Monday, August 11, 2008

Huawei attacks the European market

Huawei Technologies, the China telecommunications equipment maker, is to step up sales efforts in Europe in a move that will raise pressure on western rivals.

Zhou Ming Cheng, Huawei's European marketing director, told the Financial Times the group had achieved sales of $2bn (£1bn) in Europe in 2007, up from $770m in 2006.

Mr Zhou said Huawei aimed to lift European sales this year, implying it was seeking to raise market share at the expense of rivals Alcatel-Lucent, Ericsson and Nokia Siemens Networks.

Huawei's aggressive overseas drive is putting pressure on Alcatel-Lucent and Nokia Siemens, which reported losses last year, and Ericsson, which saw net income fall.

"I do believe that in the coming few years we are still growing very fast here," Mr Zhou said.

"The European market is one of the biggest in the world - very strategic to the company. So we put more investment in and we believe we will have a better and better position here."

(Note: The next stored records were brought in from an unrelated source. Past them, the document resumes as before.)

PR #6153, opened 2025-02-25
More trunk junk / remove old workflows

vidplace7:
Resolves more trunk items. Removes unused GitHub Actions workflows.

Also explicitly sets Trunk workflows to `runs-on: ubuntu-24.04` so it's never scheduled on a self-hosted runner.


.github/workflows/generate-userprefs.yml
vidplace7, line 1: Unused since switching to userprefs.jsonc

fifieldt (approved):

PR #6184, opened 2025-03-01
Only request NodeInfo/Position from everyone on fresh install

GUVWAF:
Previously, we would request NodeInfo and Position from *all* nodes every time a node boots (NodeDB init calls `resetRadioConfig()` which increments `radioGeneration`). With this, we'll only do this on a fresh install (when `installDefaultConfig()` is called).


caveman99:
The initial idea about radioGeneration was to reconfigure the Lora settings without a reboot. this counter was incemented as a signal to throw away all old memory content that belonged to the old preset. I don't think it has any side effects nowadays, since we reboot after config changes anyway. Still it would be good to double check if this does not inhibit functionality in the NodeInfoModule and the PositionModule. It's not used in other places any more.

caveman99 (approved):

thebentern (approved):

PR #6189, opened 2025-03-01
Enable external (UART) GPS support on Seeed WM1110 tracker dev board

thebentern:
Prior to these changes, upon initial boot, the lack of `HAS_GPS` macro definition resulted in the gps mode being set to `NOT_PRESENT` and the Seeed studio groove connector GPS module would never be scanned for and detected. 
After these changes, it is detected as an L76K and seems to work fine.


fifieldt (approved):
Yup! That'd do it!

PR #9582, opened 2026-02-09
Add SHT21 sensor support

Tomas-Kuchta-FPV:
## Description

This PR adds support for the SHT21 humidity and temperature sensor to Meshtastic. The SHT21 is a low-cost, low-power environmental sensor that complements the existing SHT3x support.

## Changes

- Added SHT21 sensor driver implementation
- Added telemetry configuration for SHT21 sensor readings
- Integrated sensor with the telemetry module
- Generated corresponding protobuf definitions

## Sensor Details

- **I2C Address**: 0x40 (same as `INA_ADDR`)
- **Control**: Enabled via `-D HAS_SHT21=1` compile flag
- **Use Case**: Environmental monitoring (temperature/humidity)

## Testing

- ✅ Tested on DIY_V1 (ESP32)
- ✅ Sensor reads temperature and humidity correctly
- ✅ No regressions on test device

## Notes

The SHT21 shares the I2C address (0x40) with the INA power monitoring chip. Current implementation uses a compile-time flag to select which sensor is used. Future improvements could include runtime detection/probing if both sensors need to be supported simultaneously.

Related: meshtastic/protobufs#855


src/detect/ScanI2CTwoWire.cpp
```diff
@@ -401,6 +403,14 @@ void ScanI2CTwoWire::scanPort(I2CPort port, uint8_t *address, uint8_t asize)
 
                 break;
 
+#if HAS_SHT21
```
fifieldt, line 406: is there a register you can look up on the SHT21 that is unique to that model, or at least able to distinguish it from the other chips that share the address? That way we could detect it and use it without a firmware rebuild.

NomDeTom:
Looking at the datasheets, maybe the INA219 calibration register (05h) being all zero at reset would be enough?

oscgonfer:
Hi @Tomas-Kuchta-FPV - This is likely superseeded by #9859. Did you get a chance to test that one?

oscgonfer:
Closing as superseded by https://github.com/meshtastic/firmware/pull/9859

PR #9590, opened 2026-02-09
Fix seeed_xiao_nrf52840_kit_i2c build

cwalther:
Building the _seeed_xiao_nrf52840_kit_i2c_ environment fails with the following linker error:

```
Linking .pio/build/seeed_xiao_nrf52840_kit_i2c/firmware-seeed_xiao_nrf52840_kit_i2c-2.7.18.baed99c.elf
/Users/cwalther/.platformio/packages/toolchain-gccarmnoneeabi/bin/../lib/gcc/arm-none-eabi/9.3.1/../../../../arm-none-eabi/bin/ld: .pio/build/seeed_xiao_nrf52840_kit_i2c/firmware-seeed_xiao_nrf52840_kit_i2c-2.7.18.baed99c.elf section `.text' will not fit in region `FLASH'
/Users/cwalther/.platformio/packages/toolchain-gccarmnoneeabi/bin/../lib/gcc/arm-none-eabi/9.3.1/../../../../arm-none-eabi/bin/ld: region `FLASH' overflowed by 123144 bytes
collect2: error: ld returned 1 exit status
```

This is fixed by the attached commit. The reason, discovered by comparing the verbose build output between `seeed_xiao_nrf52840_kit` (which builds successfully) and `seeed_xiao_nrf52840_kit_i2c`, was that `[env:seeed_xiao_nrf52840_kit_i2c]` mistakenly overwrites instead of extends `build_unflags` from the base environment and thereby loses `build_unflags: -Ofast, -Og, -ggdb3, -ggdb2, -g3, -g2, -g, -g1, -g0` which affect the code size.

He claimed that the 2006 merger between Alcatel and Lucent and the joint venture between Nokia and Siemens had given Huawei sales opportunities because fixed-line phone and mobile operators did not want to be dependent on a restricted range of equipment suppliers.

During the past two years, Huawei has been winning wireless infrastructure contracts with European mobile operators by edging out Alcatel-Lucent, Eric-sson and Nokia Siemens.

Vincent Rech, an analyst at Société Générale, pointed to contracts won by Huawei in 2007 with Vodafone in Greece, Romania and Spain; France Telecom in Belgium and France; and Telefónica in Germany. The contracts underline how Huawei is moving beyond China and other emerging markets.

But while it is enjoying growing success in Europe, Huawei has made limited progress in the US. Mr Zhou said sales of $100m were achieved in the US in 2007.

The 2007 annual report of Huawei, which is not a public company, said it generated revenue of $12.6bn and net income of $673.5m.

Mr Zhou played down suggestions by rivals that it was aggressive in its pricing of contracts so as to win orders.

He described Huawei as a private company and denied it received financial support from the Chinese government.